В отличие от Уржума и Казани, главная улица в Томске называлась не Воскресенской, а Почтамтской. Но так же, как и в других городах Российской империи, здесь, в Сибири на главной улице было сосредоточено всё, что составляло мозг и душу этого большого губернского города: клуб дворянского и купеческого собрания, комендатура и приемная градоначальника, пассаж купца-миллионера Второва, управление Сибирских железных дорог, почта с телеграфом, здание классической мужской гимназии, дом архиерея и собственные дома местных богатеев, «отцов города».

Будучи наблюдательным, Сергей замечал подчас такие мелочи, мимо которых другой бы на его месте прошел совершенно равнодушно.

Как-то на его глазах краснорожий приказчик вытолкнул из лабаза немолодую, бедно одетую женщину.

— Чего толкаешь!? Правду говорю. Ведь не щепки, а трудовые денежки за масло плочены, — упираясь, кричала она возмущенно, — только и знаете, живодеры, что обирать да обвешивать народ!

— Ишь, тварь фабричная, как язык распустила! В полицию, видно, захотела?!

— Не грози, не боюсь… Ой, ирод прроклятый, сколько недовесил! — испуганно ахнула женщина, взглянув на свету на свою бутылку с подсолнечным маслом.

Приказчик ухмыльнулся и, ловко сплюнув через плечо, вошел в лабаз.

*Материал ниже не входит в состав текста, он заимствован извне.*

PR #1094, opened 2026-06-19
`STARBackend`: add 96-head capacitive LLD Z-probe

BioCam:
Adds `head96_probe_z_using_clld` - a capacitive LLD (cLLD) liquid-surface probe for the 96-head, the head counterpart of the single-channel `clld_probe_z_height_using_channel`. It runs a downward cLLD search on the stop-disk Z drive (`H0 ZL`) and returns the detected surface as a tip-bottom Z height. Builds on #1086 (the stop-disk / tip-bottom Z reference pair) and #1088 (the per-drive speed/acceleration scoping).

Positions are tip-bottom referenced like `head96_move_tool_z`: the tip overhang (stop disk minus tip bottom, a rigid constant for the mounted tip) maps `lowest_immers_pos` and `start_pos_search` to the firmware's `zh` / `zc`, and the return value maps the stopped position back to tip-bottom. `tip_len` and `approach_speed` default to `None`, resolving to the measured tip length and `head96_z_drive_speed_default`. A firmware error during the search retracts the head to Z-safety before re-raising.

The `ZL` wire format changed between the 2008 and 2013 firmware command sets - the 2013 set adds the `lm` sensor-selection field and widens the acceleration / current-limit fields - so the parameters are formatted per the head's reported firmware date, in the documented field order; `lm` selection requires 2013+ firmware.

Validated on hardware: the cLLD search is accepted (`er00`) across `lm` modes. An earlier 6-digit `zc` field width was rejected (`er32`) and is now 5 digits.

Tests: the assembled wire string (guarding the `zc` width and the tip-overhang offset), the no-tip guard on both tip-length paths, and the Z-safety retract on firmware error.

### DIFF
--- a/pylabrobot/liquid_handling/backends/hamilton/STAR_backend.py
+++ b/pylabrobot/liquid_handling/backends/hamilton/STAR_backend.py
@@ -8611,6 +8611,8 @@ class STARBackend(HamiltonLiquidHandler, HamiltonHeaterShakerInterface):
     start_pos_search: Optional[float] = None,
     speed: float = 10.0,
     acceleration: float = 300.0,
+    approach_speed: Optional[float] = None,
+    current_protection_limiter: int = 15,
     lld_sensor: Literal["G11 or H12", "A1 or B2", "any", "all"] = "any",
     detection_edge: int = 10,
     detection_drop: int = 2,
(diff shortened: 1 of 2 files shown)


pylabrobot/liquid_handling/backends/hamilton/STAR_backend.py
```diff
@@ -8601,6 +8602,209 @@ async def head96_move_tool_z(self, z: float, speed: Optional[float] = None):
...
+    if not z_speed_min <= approach_speed <= z_speed_max:
+      raise ValueError(
+        f"approach_speed must be between {z_speed_min} - {z_speed_max} mm/sec, is {approach_speed}"
+      )
+    if not z_speed_min <= speed <= z_speed_max:
+      raise ValueError(f"speed must be between {z_speed_min} - {z_speed_max} mm/sec, is {speed}")
+    if not z_accel_min <= acceleration <= z_accel_max:
+      raise ValueError(
+        f"acceleration must be between {z_accel_min} - {z_accel_max} mm/sec**2, is {acceleration}"
+      )
```
rickwierenga, line 8686: maybe at some point we can abstract this now that many features use the same pattern

BioCam: Yes I agree, probably 2-3 more commands and we'll be able to see a nice abstraction to apply :)

PR #1096, opened 2026-06-20
`STARBackend`: create 96-head `mix96`

BioCam:
Creates `mix96` - in-place mixing with the rigid 96-head, built on the `head96_experimental_aspirate` / `head96_experimental_dispense` primitives. It positions the head over a target and runs repeated surface-following aspirate / dispense cycles, taking the mix parameters directly rather than a liquid class. Builds on #1089 (the experimental aspirate / dispense), #1081 (the `head96_move_x` acceleration control), and #1086 / #1088 (the tip-bottom Z reference and per-drive speed / acceleration scoping).

```python
  @_requires_head96
  @need_iswap_parked
  async def mix96(
    self,
    mix: Mix,
    resource: Optional[Union[Plate, Container, List[Well]]] = None,  # aspirate96-style target
    a1_coordinate: Optional[Coordinate] = None,        # or an explicit channel-A1 deck target
    minimum_traverse_height_start: Optional[float] = None,  # abs Z before X/Y; None -> Z-safety
    offset: Coordinate = Coordinate.zero(),            # added to the target; offset.z lifts the floor
    lld_mode: Optional[LLDMode] = None,                # None -> LLDMode.OFF (only OFF supported)
    descent_speed: float = 80.0,                       # mm/s, fast descent to just above the well
    swap_speed: float = 5.0,                           # mm/s, careful descent into the well and exit
    settling_time: float = 0.0,                        # s, wait after the last cycle before exit
    minimum_traverse_height_end: Optional[float] = None,    # abs Z after mixing; None -> Z-safety
  ):
```

The target is declared in exactly one of two ways, like `aspirate96`: an explicit `a1_coordinate`, or a `resource` (a Plate - head A1 over well A1 - a Container, or a list of Wells) plus `offset`. All Z is tip-bottom referenced: the declared Z (or a well's cavity_bottom) is the floor, the deepest the tip end reaches, and `offset.z` lifts the whole stroke off it.

Motion: parks the iSWAP, traverses to a start height, moves X/Y (X acceleration dialled down below y=200 mm, the low-Y zone where the head is cantilevered off the X-drive), descends in two stages (`descent_speed` to just above the well, then `swap_speed` into it), runs `mix.repetitions` symmetric cycles between the floor and `surface_following_distance` above it, waits `settling_time`, then retracts at `swap_speed` before the traverse out.

```python
# explicit channel-A1 deck coordinate
await star.mix96(Mix(volume=50, repetitions=3, flow_rate=100), a1_coordinate=Coordinate(500, 150, 100))

# aspirate96-style resource target (head A1 over well A1)
await star.mix96(Mix(volume=50, repetitions=3, flow_rate=100), resource=plate)
```

`lld_mode` currently accepts only `LLDMode.OFF`; liquid-level-driven auto surface following (computing the surface-following distance from a cLLD probe) is planned as a follow-up.

Validated on hardware: the surface-following primitive this builds on moved the tip exactly 8 mm down and back, repeatably with no drift (#1089).

Tests: two minimal orchestration assertions for the highest-risk paths - the experimental command's `minimum_height` resolves to the tip-bottom floor (a well's cavity_bottom plus `offset.z`), and the careful descent starts surface following at floor + `surface_following_distance` so the stroke spans [floor, floor+sf] and never drives below the floor.

### DIFF
--- a/pylabrobot/liquid_handling/backends/hamilton/STAR_backend.py
+++ b/pylabrobot/liquid_handling/backends/hamilton/STAR_backend.py
@@ -9111,16 +9111,17 @@ class STARBackend(HamiltonLiquidHandler, HamiltonHeaterShakerInterface):
   ):
     """Position the 96-head over a target and mix in place.
 
-    Moves X/Y over the target, descends into the well, then runs ``mix.repetitions`` symmetric
-    aspirate / dispense cycles: each aspirate follows the surface down by
-    ``surface_following_distance`` and each dispense follows it back up, so the tip oscillates
-    without drifting. Returns to a traverse height when done.
+    Raises the single channels to safe Z, then moves X/Y over the target and descends into the
+    well, then runs ``mix.repetitions`` symmetric aspirate / dispense cycles: each aspirate
+    follows the surface down by ``surface_following_distance`` and each dispense follows it
+    back up, so the tip oscillates without drifting. Returns to a traverse height when done.
 
     Z targets are in tip-bottom space (the target Z is where the tip end goes, not the stop
     disk). Declare the target in exactly one of two ways:
-      - ``a1_coordinate``: an explicit deck Coordinate for the channel-A1 position.
-      - ``resource`` (+ ``offset``): like ``aspirate96`` - a Plate (head A1 over well A1), a
-        Container, or a list of Wells.
+
+    - ``a1_coordinate``: an explicit deck Coordinate for the channel-A1 position.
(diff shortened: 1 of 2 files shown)


rickwierenga:
Split `mix96` into a coordinate-based workhorse `mix96_at_coordinate(a1_coordinate, z_top=...)` and a thin `mix96(resource, offset=...)` convenience wrapper that resolves the channel-A1 target and container top from the resource and delegates.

В этот же день на соседней Ярлыковской улице Сергей увидел другую сцену. Около забора стоял лет двенадцати мальчишка, в рваном фартуке из дерюги, и плакал, размазывая по грязному лицу слезы. Повидимому, это был ученик какого-нибудь сапожника или лудильщика.

— А ты терпи, милый, терпи, — утешая, поучала его какая-то сердобольная старушонка. — Для порядка хозяин учеников всегда бьет.

— Хозяин редко дерется, это меня хозяйка. Совсем житья не дает, — всхлипывал мальчишка. — За чугун… Говорит, плохо вычистил. Выгнала на улицу — и всё тут. Иди, куда знаешь. С самого утра ничего не ел.

— Побила — не убила, — наставляла старушонка. — Раз отдали в люди, — терпи.

«Одним полная безнаказанность, для других полное бесправие, — думал Сергей. — Ох, как подло и как жестоко устроен мир!»

Эти мысли не впервые пришли ему в голову. Они уже давно мучили и волновали его. И если их на какое-то время заслонила экзаменационная горячка, перед окончанием училища, затем поездка к бабушке и сестрам в Уржум и, наконец, его собственные сборы в Томск, то теперь эти мысли снова возникли с невиданной силой.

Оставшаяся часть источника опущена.